A Short Tour of an Astronomical Inference

Goals:

  • Understand what is meant by "data", "noise", and "models"
  • Gain some appreciation for what astronomical data is like, and what astronomers are typically trying to do

References

  • Ivezic Chapter 1, sections 1.1, 1.2, 1.4, 1.5, and Chapter 3, section 3.2.

Data analysis

  • What is data?

  • How should we think about data in science?

You probably already have an unarticulated but likely strong sense of what data is: like many other obvious things, you know it when you see it.

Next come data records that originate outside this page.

PR #2402, opened 2023-03-07
Update the documentation template to show class attributes

seisman:
**Description of proposed changes**

**Preview** at https://pygmt-dev--2402.org.readthedocs.build/en/2402/api/generated/pygmt.GMTDataArrayAccessor.html#pygmt.GMTDataArrayAccessor.gtype

Python class properties shown for GMTDataArrayAccessor

Fixes #

**Reminders**

- [ ] Run `make format` and `make check` to make sure the code follows the style guide.
- [ ] Add tests for new features or tests that would have caught the bug that you're fixing.
- [ ] Add new public functions/methods/classes to `doc/api/index.rst`.
- [ ] Write detailed docstrings for all functions/methods.
- [ ] If wrapping a new module, open a 'Wrap new GMT module' issue and submit reasonably-sized PRs.
- [ ] If adding new functionality, add an example to docstrings or tutorials.
- [ ] Use underscores (not hyphens) in names of Python files and directories.

**Slash Commands**

You can write slash commands (`/command`) in the first line of a comment to perform
specific operations. Supported slash commands are:

- `/format`: automatically format and lint the code
- `/test-gmt-dev`: run full tests on the latest GMT development version

PR #4131, opened 2025-09-30
Make the doc pages for the Box and Pattern classes consistent

yvonnefroehlich:

Make the doc pages for the `Box` abd `Pattern` classes consistent, to use "Parameters" as section.

If possible it would be nice to remove the "Attribute" section, as there is not entery.
But keep it for the `pygm.Figure` class.

**Preview**:
* `Box`
   * OLD: https://www.pygmt.org/dev/api/generated/pygmt.params.Box.html
   * NEW: https://pygmt-dev--4131.org.readthedocs.build/en/4131/api/generated/pygmt.params.Box.html
* `Pattern`
   * OLD: https://www.pygmt.org/dev/api/generated/pygmt.params.Pattern.html
   * NEW: https://pygmt-dev--4131.org.readthedocs.build/en/4131/api/generated/pygmt.params.Pattern.html
* `Figure`  (should still have the "Attribute" section)
   * OLD: https://www.pygmt.org/dev/api/generated/pygmt.Figure.html
   * NEW: 

**Reminders**

**Slash Commands**

### DIFF
--- a/doc/_templates/autosummary/class.rst
+++ b/doc/_templates/autosummary/class.rst
@@ -4,7 +4,7 @@
 
 .. autoclass:: {{ objname }}
 
-{% if attributes %}
+{% if '_aliases' not in attributes %}
 .. rubric:: Attributes
 
 {% for item in attributes %}
--- a/doc/_templates/autosummary/class.rst
+++ b/doc/_templates/autosummary/class.rst
@@ -4,7 +4,7 @@
 
 .. autoclass:: {{ objname }}
 
-{% if '_aliases' not in attributes %}
+{% if attributes %}
 .. rubric:: Attributes
 
 {% for item in attributes %}
--- a/.github/workflows/ci_tests.yaml
+++ b/.github/workflows/ci_tests.yaml
@@ -151,7 +151,7 @@ jobs:
           GH_TOKEN: ${{ github.token }}
 
       - name: Install uv
-        uses: astral-sh/setup-uv@b75a909f75acd358c2196fb9a5f1299a9a8868a4 # v6.7.0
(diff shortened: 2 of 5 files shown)


weiji14:
> If possible it would be nice to remove the "Attribute" section, as there is not entery.

The Attributes section was added in #2402, and it seems to count `@property` methods that start with an underscore. Will need to update the code here:

https://github.com/GenericMappingTools/pygmt/blob/35f06da7a32c3aaf1559c62b4e95dbfe9ab60152/doc/_templates/autosummary/class.rst?plain=1#L7-L14

If you change that L7 from `{% if attributes %} ` to `{% if '_aliases' not in attributes %}`, the Attributes section should be hidden for these Param classes.

doc/_templates/autosummary/class.rst
```diff
@@ -4,7 +4,7 @@
 
 .. autoclass:: {{ objname }}
 
-{% if attributes %}
+{% if '_aliases' not in attributes %}
```
weiji14: Actually, we might need a better solution, because other class pages now show an empty 'Attributes' section :sweat_smile: E.g. in these places:
- https://pygmt-dev--4131.org.readthedocs.build/en/4131/api/generated/pygmt.config.html
- https://pygmt-dev--4131.org.readthedocs.build/en/4131/api/generated/pygmt.GMTBackendEntrypoint.html#pygmt.GMTBackendEntrypoint

Maybe revert this change, and we'll fix it in a separate PR?

yvonnefroehlich: Ah, OK.
Yeah, we can handel this later in a separate PR.

weiji14 (approved):

PR #4150, opened 2025-10-10
Add support for Python 3.14

seisman:
Python 3.14 has been released on 7 Oct 2025, changelog is at https://docs.python.org/3.14/whatsnew/3.14.html

Previous PR for Python 3.13 at #3490.

- [ ] Update the branch protection rules after merging this PR.

### DIFF
--- a/.github/workflows/type_checks.yml
+++ b/.github/workflows/type_checks.yml
@@ -44,16 +44,13 @@ jobs:
         uses: actions/setup-python@v6.1.0
         with:
           python-version: '3.14'
-          # Need to install four groups of packages:
+          # Need to install following packages:
           # 1. required packages
-          # 2. optional packages
-          # 3. type checker and stub packages
-          # 4. other packages that are used somewhere in PyGMT
+          # 2. type checker and stub packages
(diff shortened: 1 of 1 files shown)


weiji14:
If I understand correctly, most packages like `pyogrio` (used by `geopandas`) and `rasterio` (used by `rioxarray`) already have Python 3.14 packages on conda-forge, but there is a conflict on some Python 3.14 packages being built on `libgdal-core=3.11` only, while rasterio is still stuck on `libgdal-core=3.10` (xref https://github.com/conda-forge/rasterio-feedstock/pull/332). So might still need to wait for https://github.com/rasterio/rasterio/issues/3406

seisman:
All workflows now pass with Python 3.14, except the "Static Type Checks" workflow, which fails because rasterio 1.4.3 doesn't provide a Python 3.14 binary wheel on PyPI.

But, it's likely we don't have to install optional dependencies when running mypy.

Edit: I've removed all optional dependencies in c73aac8 and the "Static Type Checks" workflow now passed. Don't remember why I added them in PR #2808.

PR #4172, opened 2025-10-23
pygmt.project: Migrate the 'center'/'endpoint'/'pole'/'width'/'length' parameters to the new alias system

seisman:
Parameters `center`/`endpoint`/`pole`/`width` all accept a tuple of two values. This PR migrates them to the new alias system.

The `length` parameter is slightly complicated in that it can accept a tuple or a string `"w"` (with the long name `"limit"` from https://github.com/GenericMappingTools/gmt/blob/88b836ea9f6429e4d94fbadd508ef97497671eb1/src/longopt/project_inc.h#L37).

### DIFF
--- a/pygmt/src/project.py
+++ b/pygmt/src/project.py
@@ -220,8 +220,8 @@ def project(  # noqa: PLR0913
         - :class:`pandas.DataFrame` or :class:`numpy.ndarray` if ``outfile`` is not set
           (depends on ``output_type``)
     """
-    if kwargs.get("C") is None:
-        msg = "The 'center' parameter must be specified."
+    if kwargs.get("C", center) is None:
+        msg = "Parameter 'center' must be specified."
         raise GMTInvalidInput(msg)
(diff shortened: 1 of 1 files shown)


pygmt/src/project.py
```diff
@@ -241,7 +236,13 @@ def project(
     if output_type == "pandas" and kwargs.get("G") is not None:
         column_names = list("rsp")
 
-    aliasdict = AliasSystem().add_common(
+    aliasdict = AliasSystem(
+        C=Alias(center, name="center", sep="/", size=2),
+        E=Alias(endpoint, name="endpoint", sep="/", size=2),
+        L=Alias(length, name="length", sep="/", size=2, mapping={"limit": "w"}),
```
seisman, line 242: I've added doctests in PR https://github.com/GenericMappingTools/pygmt/pull/4173 to ensure that parameters `sep` and `mapping` can coexist.

michaelgrund (approved):

PR #4173, opened 2025-10-23
_to_string: Add doctest to ensure it works for both Sequence and Mappable objects

seisman:
Motivated by #4172.


yvonnefroehlich:
Locally I do not have a download issue with the river data and do not ge this error, which leads to the failing doc builds
> requests.exceptions.HTTPError: 503 Server Error: Service Unavailable for url: https://www.eea.europa.eu/data-and-maps/data/wise-large-rivers-and-large-lakes/zipped-shapefile-with-wise-large-rivers-vector-line/zipped-shapefile-with-wise-large-rivers-vector-line/at_download/file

One of our tasks will be to define what we mean by data mathematically, but we'll start by exploring a simple example astronomical data analysis.

Where do astronomical data come from?

  • Propose observations
  • Observe sky, collect and "reduce" data
  • Explore and summarize reduced data
  • Hypothesize, and test
  • Interpret, conclude, speculate
  • Report

This course concerns the parts of the investigation in bold.

An Example Image Dataset

  • In optical, X-ray and gamma-ray astronomy, the most basic datasets are images

  • Images can be 2D, from cameras, or 1D, from spectrographs, or 3D, from IFUs (integral field units).

  • Image data come packaged as an array of numbers, which we can visualize, and do calculations with.

Let's look at some X-ray image data from the XMM satellite, for the galaxy cluster A1835.

What is "data"?

  • Data are constants (usually numbers)

  • That we are handed (typically in a data file)

  • That we hope to learn something from.

Uncertainty

Here's a zoomed in view of the central part of the A1835 XMM image:

Learning from data

  • Data analysis is central to the scientific process: statistical inference is the mathematical formalization of learning.

  • The formalism is important: hypothesizing, testing, and inteprreting are all potentially very messy.